RECORD EXCERPTS: Begin

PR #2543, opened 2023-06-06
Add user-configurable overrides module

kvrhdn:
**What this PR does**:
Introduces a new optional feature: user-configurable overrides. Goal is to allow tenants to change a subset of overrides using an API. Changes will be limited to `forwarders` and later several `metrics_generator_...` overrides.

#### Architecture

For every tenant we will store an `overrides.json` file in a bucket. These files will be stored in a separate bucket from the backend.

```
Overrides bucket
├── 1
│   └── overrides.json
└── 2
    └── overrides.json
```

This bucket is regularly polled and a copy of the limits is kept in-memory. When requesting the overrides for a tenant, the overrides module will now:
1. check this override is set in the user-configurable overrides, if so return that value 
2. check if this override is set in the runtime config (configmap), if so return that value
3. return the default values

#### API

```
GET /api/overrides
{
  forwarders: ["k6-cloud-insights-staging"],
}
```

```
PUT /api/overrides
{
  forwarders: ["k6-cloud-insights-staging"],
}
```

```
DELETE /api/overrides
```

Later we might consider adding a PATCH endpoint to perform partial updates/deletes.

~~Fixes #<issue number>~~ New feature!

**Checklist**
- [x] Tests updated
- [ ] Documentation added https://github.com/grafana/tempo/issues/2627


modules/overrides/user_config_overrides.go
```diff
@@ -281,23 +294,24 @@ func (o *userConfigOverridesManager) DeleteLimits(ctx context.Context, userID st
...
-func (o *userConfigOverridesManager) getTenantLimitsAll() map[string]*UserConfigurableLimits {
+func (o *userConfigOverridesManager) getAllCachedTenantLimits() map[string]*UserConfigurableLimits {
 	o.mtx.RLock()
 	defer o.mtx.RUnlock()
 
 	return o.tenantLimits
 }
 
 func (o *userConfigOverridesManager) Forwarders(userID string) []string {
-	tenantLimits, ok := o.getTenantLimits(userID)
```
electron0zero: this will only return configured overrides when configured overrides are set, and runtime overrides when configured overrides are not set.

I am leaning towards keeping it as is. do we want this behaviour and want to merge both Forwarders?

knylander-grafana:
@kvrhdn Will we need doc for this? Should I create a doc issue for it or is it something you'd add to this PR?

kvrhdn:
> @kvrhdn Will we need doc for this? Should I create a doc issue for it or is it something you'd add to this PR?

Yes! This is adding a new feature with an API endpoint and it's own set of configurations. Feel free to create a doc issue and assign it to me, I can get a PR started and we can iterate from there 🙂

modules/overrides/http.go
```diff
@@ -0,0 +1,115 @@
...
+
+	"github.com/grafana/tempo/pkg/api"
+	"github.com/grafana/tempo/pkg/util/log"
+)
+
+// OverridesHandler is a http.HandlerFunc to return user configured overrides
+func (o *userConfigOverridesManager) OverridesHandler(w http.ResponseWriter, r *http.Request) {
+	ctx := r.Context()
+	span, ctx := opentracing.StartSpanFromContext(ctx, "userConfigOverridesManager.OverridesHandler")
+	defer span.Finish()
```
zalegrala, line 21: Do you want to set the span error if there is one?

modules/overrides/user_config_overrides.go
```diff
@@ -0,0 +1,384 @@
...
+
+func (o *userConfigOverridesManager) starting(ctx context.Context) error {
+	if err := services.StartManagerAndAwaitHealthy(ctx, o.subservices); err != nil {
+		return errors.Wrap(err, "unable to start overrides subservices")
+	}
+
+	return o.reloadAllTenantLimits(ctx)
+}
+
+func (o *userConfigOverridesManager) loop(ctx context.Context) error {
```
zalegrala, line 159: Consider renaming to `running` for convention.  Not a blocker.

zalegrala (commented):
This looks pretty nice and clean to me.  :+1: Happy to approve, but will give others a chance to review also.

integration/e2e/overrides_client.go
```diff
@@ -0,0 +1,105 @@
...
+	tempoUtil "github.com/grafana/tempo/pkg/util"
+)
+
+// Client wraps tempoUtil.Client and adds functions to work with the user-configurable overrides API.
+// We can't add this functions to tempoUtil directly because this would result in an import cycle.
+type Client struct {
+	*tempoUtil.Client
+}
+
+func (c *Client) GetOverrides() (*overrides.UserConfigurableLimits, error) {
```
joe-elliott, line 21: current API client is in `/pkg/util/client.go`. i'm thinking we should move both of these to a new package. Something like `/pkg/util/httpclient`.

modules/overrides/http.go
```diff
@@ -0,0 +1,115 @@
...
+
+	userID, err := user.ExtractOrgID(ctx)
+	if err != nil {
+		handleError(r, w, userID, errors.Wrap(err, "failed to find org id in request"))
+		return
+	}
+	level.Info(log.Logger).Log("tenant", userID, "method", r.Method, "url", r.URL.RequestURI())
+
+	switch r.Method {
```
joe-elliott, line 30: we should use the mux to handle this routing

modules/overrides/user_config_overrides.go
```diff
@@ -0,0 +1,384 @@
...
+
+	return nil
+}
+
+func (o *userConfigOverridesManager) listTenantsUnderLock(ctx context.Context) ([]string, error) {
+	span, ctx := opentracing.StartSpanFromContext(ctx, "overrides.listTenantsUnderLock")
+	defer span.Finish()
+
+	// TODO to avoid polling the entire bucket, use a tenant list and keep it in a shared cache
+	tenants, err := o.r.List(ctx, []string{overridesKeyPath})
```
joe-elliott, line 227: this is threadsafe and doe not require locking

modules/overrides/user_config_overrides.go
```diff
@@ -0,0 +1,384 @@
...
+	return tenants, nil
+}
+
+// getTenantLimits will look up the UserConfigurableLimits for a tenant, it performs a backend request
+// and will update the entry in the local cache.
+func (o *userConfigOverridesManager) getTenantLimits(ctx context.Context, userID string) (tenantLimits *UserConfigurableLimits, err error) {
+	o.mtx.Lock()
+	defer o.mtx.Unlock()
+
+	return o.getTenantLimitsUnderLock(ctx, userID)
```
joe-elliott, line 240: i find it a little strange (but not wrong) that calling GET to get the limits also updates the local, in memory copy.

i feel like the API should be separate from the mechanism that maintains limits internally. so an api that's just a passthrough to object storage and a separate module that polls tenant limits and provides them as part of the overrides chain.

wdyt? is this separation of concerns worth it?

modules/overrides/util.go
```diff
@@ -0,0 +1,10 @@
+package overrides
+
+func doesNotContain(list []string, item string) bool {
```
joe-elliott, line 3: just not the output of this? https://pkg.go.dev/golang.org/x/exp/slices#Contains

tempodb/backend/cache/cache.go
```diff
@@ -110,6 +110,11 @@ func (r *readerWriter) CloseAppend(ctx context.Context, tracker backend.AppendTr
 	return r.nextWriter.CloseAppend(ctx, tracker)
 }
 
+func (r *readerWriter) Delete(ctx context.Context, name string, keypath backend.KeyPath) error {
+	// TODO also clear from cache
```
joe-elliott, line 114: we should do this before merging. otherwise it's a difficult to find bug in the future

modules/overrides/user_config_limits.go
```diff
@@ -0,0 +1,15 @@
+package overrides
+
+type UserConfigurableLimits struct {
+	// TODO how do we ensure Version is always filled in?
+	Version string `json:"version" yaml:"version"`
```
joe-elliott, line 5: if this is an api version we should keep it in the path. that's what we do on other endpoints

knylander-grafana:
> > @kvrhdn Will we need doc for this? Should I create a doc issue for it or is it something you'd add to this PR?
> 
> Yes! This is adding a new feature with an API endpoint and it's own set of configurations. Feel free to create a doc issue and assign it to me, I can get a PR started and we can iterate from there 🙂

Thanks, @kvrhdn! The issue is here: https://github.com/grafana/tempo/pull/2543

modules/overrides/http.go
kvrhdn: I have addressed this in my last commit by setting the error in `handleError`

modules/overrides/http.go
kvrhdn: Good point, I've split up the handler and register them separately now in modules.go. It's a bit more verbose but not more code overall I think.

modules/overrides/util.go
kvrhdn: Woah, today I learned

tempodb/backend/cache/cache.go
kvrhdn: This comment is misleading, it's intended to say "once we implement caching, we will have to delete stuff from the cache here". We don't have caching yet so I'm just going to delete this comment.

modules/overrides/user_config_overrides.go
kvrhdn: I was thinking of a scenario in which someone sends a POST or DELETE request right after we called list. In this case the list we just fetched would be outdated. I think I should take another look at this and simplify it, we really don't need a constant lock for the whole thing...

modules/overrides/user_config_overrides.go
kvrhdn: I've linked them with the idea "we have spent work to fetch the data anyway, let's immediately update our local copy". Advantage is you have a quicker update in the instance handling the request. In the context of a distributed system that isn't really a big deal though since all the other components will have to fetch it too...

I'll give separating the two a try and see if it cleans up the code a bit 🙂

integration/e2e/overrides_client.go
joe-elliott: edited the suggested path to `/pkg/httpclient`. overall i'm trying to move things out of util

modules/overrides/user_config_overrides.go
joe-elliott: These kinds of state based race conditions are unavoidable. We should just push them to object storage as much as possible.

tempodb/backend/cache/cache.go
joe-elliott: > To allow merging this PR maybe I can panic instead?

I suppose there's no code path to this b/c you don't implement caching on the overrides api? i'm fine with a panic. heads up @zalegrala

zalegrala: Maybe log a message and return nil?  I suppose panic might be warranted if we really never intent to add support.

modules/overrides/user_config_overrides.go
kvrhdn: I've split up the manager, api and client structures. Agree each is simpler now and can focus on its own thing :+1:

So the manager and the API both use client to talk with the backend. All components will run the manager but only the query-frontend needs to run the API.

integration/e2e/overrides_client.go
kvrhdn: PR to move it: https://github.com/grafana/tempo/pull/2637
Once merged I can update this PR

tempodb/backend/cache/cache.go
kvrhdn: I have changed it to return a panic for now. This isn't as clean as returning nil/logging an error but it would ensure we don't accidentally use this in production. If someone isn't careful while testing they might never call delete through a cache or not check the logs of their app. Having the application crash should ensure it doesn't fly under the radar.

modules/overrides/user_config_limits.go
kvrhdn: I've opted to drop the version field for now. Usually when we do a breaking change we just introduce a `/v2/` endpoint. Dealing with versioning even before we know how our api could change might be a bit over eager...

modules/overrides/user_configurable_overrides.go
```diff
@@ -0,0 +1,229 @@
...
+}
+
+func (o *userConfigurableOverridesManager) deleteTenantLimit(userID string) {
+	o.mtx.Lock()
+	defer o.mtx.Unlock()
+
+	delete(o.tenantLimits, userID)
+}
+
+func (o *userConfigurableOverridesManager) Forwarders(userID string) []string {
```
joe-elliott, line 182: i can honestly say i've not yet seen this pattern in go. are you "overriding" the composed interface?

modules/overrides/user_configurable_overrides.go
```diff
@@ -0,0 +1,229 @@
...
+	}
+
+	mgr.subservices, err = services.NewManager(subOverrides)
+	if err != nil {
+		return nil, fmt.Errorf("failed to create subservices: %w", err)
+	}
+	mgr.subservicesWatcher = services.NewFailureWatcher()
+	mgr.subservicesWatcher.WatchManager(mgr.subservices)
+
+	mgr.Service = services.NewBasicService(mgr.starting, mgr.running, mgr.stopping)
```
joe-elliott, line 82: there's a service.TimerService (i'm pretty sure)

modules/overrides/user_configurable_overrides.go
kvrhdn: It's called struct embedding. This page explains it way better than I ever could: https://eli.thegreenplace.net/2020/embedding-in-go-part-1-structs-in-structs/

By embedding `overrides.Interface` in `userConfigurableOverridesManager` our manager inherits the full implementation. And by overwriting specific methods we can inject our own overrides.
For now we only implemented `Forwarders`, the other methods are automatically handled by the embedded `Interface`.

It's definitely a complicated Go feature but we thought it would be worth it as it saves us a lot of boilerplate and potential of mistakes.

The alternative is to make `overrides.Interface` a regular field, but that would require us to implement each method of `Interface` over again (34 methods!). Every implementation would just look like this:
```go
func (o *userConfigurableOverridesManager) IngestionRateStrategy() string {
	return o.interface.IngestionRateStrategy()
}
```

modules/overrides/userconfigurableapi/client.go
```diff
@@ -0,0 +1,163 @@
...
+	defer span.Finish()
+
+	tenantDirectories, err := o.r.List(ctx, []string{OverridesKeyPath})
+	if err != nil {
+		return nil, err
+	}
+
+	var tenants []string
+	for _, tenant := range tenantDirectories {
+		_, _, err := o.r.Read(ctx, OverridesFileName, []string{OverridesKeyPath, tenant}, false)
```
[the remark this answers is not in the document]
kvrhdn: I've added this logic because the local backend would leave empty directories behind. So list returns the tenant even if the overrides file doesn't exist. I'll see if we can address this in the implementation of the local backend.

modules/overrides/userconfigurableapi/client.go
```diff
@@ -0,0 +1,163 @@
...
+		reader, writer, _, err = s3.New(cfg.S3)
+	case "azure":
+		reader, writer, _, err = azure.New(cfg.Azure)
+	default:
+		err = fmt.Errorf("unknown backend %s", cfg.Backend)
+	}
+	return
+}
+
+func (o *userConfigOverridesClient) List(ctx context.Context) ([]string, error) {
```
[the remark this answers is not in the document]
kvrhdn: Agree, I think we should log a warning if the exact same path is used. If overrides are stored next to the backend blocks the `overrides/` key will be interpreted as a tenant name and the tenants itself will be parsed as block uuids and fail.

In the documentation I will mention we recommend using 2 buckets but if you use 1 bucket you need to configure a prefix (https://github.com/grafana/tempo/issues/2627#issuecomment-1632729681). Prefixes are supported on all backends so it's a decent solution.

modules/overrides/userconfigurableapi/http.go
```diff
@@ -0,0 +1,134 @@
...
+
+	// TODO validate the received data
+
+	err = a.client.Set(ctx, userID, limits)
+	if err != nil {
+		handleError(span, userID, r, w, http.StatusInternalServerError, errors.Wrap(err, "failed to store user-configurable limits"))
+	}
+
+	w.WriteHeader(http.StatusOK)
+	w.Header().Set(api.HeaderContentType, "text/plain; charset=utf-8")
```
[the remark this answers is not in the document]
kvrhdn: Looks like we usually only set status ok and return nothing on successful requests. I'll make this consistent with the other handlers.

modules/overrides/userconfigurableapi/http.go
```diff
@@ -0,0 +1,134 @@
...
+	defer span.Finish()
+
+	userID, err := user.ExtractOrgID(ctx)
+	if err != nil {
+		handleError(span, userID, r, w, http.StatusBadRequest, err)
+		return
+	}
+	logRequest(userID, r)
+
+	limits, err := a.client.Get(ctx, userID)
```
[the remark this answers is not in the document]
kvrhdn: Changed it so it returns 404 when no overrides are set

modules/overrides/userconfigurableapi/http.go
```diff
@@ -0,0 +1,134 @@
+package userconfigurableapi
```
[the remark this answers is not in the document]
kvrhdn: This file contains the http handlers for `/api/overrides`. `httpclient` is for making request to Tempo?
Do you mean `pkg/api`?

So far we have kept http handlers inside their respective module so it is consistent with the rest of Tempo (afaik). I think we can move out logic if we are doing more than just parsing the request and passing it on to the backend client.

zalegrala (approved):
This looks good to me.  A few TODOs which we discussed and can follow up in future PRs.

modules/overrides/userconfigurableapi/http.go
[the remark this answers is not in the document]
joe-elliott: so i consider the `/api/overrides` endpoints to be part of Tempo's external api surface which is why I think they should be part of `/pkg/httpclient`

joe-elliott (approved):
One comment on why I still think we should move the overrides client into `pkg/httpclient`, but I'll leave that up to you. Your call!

RECORD EXCERPTS: End

-- EXERCISE DETAILS --
Search the entries for the word "userConfigurableOverridesManager", then gather every line that has it.

-- RESULT OF THE EXERCISE --
+func (o *userConfigurableOverridesManager) deleteTenantLimit(userID string) {
+func (o *userConfigurableOverridesManager) Forwarders(userID string) []string {
By embedding `overrides.Interface` in `userConfigurableOverridesManager` our manager inherits the full implementation. And by overwriting specific methods we can inject our own overrides.
func (o *userConfigurableOverridesManager) IngestionRateStrategy() string {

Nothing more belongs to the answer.